● ACTIVITY
Please print all of the entries, matching them exactly.

● Stored records
=======
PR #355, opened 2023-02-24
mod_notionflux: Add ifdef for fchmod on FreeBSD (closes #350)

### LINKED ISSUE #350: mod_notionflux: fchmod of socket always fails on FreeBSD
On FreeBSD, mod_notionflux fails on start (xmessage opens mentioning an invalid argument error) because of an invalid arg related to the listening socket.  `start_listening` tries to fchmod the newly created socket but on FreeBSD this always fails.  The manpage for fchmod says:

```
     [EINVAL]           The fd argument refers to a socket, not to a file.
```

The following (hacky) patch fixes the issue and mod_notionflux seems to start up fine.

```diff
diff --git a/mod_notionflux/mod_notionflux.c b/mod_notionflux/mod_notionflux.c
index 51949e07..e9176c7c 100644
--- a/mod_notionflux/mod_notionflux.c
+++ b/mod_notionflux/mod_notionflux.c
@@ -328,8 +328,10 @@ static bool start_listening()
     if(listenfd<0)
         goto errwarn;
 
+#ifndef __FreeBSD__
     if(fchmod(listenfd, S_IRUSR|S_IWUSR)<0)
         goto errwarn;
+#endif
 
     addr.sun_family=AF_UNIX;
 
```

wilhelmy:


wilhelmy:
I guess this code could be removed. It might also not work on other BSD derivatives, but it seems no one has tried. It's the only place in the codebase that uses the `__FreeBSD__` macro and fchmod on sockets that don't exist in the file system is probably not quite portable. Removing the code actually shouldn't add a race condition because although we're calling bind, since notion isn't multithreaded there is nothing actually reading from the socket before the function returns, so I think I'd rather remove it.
=======
● ANSWER AREA
PR #355, opened 2023-02-24
mod_notionflux: Add ifdef for fchmod on FreeBSD (closes #350)

### LINKED ISSUE #350: mod_notionflux: fchmod of socket always fails on FreeBSD
On FreeBSD, mod_notionflux fails on start (xmessage opens mentioning an invalid argument error) because of an invalid arg related to the listening socket.  `start_listening` tries to fchmod the newly created socket but on FreeBSD this always fails.  The manpage for fchmod says:

```
     [EINVAL]           The fd argument refers to a socket, not to a file.
```

The following (hacky) patch fixes the issue and mod_notionflux seems to start up fine.

```diff
diff --git a/mod_notionflux/mod_notionflux.c b/mod_notionflux/mod_notionflux.c
index 51949e07..e9176c7c 100644
--- a/mod_notionflux/mod_notionflux.c
+++ b/mod_notionflux/mod_notionflux.c
@@ -328,8 +328,10 @@ static bool start_listening()
     if(listenfd<0)
         goto errwarn;
 
+#ifndef __FreeBSD__
     if(fchmod(listenfd, S_IRUSR|S_IWUSR)<0)
         goto errwarn;
+#endif
 
     addr.sun_family=AF_UNIX;
 
```

wilhelmy:


wilhelmy:
I guess this code could be removed. It might also not work on other BSD derivatives, but it seems no one has tried. It's the only place in the codebase that uses the `__FreeBSD__` macro and fchmod on sockets that don't exist in the file system is probably not quite portable. Removing the code actually shouldn't add a race condition because although we're calling bind, since notion isn't multithreaded there is nothing actually reading from the socket before the function returns, so I think I'd rather remove it.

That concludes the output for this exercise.